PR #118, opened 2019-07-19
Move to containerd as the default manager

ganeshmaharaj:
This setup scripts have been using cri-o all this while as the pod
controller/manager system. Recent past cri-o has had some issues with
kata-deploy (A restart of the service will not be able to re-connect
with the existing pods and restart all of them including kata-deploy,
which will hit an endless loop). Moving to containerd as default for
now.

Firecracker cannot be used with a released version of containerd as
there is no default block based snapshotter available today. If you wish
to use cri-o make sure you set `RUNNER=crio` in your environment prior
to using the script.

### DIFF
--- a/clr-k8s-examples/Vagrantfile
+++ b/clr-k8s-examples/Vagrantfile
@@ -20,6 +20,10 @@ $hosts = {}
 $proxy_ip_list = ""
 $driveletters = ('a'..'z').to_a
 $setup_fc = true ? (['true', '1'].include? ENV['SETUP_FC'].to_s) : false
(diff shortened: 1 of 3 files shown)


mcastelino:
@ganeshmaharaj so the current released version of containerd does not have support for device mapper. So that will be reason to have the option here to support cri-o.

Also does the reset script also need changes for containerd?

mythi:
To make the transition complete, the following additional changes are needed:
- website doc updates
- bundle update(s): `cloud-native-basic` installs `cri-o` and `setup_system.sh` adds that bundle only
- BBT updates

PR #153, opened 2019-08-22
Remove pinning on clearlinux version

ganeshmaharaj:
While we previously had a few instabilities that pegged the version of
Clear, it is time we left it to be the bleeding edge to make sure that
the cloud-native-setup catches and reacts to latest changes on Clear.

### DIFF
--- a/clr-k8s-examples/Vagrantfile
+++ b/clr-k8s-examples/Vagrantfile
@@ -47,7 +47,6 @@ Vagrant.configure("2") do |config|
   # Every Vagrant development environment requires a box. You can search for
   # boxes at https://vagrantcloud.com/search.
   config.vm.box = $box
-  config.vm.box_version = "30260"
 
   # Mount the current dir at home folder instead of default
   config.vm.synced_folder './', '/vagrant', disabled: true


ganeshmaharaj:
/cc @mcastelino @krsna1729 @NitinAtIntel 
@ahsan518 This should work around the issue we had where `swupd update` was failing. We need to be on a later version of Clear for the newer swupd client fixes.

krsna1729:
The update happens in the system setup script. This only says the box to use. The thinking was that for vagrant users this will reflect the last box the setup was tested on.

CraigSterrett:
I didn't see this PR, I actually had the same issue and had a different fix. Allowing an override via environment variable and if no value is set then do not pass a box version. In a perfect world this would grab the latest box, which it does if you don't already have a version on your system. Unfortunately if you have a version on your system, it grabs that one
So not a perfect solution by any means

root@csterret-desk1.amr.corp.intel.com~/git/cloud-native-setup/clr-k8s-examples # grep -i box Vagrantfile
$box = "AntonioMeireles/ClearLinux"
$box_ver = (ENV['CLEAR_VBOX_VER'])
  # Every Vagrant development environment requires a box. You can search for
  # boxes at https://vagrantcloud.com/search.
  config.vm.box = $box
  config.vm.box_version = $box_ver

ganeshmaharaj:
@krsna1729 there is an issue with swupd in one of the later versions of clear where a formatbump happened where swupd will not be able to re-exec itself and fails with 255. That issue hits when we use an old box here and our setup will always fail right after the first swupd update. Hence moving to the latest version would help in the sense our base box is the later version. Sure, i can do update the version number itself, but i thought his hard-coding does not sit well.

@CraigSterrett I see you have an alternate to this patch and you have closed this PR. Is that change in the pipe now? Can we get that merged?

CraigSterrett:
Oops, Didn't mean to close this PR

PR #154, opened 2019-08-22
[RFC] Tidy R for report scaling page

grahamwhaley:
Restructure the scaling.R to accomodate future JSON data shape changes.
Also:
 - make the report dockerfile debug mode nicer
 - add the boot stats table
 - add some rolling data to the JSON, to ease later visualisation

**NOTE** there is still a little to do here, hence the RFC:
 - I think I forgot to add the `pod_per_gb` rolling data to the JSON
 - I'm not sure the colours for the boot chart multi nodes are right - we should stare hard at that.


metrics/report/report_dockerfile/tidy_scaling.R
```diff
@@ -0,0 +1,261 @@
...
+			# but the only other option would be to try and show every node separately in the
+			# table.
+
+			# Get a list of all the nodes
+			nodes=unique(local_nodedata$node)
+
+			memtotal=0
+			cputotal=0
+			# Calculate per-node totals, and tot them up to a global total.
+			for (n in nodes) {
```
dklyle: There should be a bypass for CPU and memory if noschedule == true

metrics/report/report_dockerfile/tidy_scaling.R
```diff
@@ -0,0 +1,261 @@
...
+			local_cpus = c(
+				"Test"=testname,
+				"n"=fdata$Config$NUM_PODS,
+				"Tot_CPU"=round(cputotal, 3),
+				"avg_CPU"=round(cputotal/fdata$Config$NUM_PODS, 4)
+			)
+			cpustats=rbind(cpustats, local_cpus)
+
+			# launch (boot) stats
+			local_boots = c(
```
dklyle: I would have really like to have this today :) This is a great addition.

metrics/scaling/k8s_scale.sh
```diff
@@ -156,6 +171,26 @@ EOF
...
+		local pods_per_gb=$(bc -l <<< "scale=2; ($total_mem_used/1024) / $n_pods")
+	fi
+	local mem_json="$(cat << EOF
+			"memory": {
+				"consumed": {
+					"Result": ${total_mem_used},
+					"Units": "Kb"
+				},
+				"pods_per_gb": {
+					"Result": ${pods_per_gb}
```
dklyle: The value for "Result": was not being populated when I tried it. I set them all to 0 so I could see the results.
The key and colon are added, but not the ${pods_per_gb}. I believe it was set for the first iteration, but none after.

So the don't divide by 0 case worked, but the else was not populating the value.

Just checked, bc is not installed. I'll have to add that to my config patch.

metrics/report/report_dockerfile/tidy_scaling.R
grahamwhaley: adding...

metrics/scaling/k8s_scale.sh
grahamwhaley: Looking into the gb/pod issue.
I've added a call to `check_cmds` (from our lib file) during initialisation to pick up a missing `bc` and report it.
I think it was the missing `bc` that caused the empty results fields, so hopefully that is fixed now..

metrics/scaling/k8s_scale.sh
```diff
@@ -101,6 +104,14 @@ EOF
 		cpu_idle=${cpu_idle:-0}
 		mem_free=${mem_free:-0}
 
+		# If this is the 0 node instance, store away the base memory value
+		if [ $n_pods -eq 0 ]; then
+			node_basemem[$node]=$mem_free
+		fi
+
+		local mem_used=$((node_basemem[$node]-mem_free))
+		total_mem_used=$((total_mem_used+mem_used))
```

YOUR TASK: Where a line above holds the string "option", copy that line.

RESULT:
@ganeshmaharaj so the current released version of containerd does not have support for device mapper. So that will be reason to have the option here to support cri-o.
+			# but the only other option would be to try and show every node separately in the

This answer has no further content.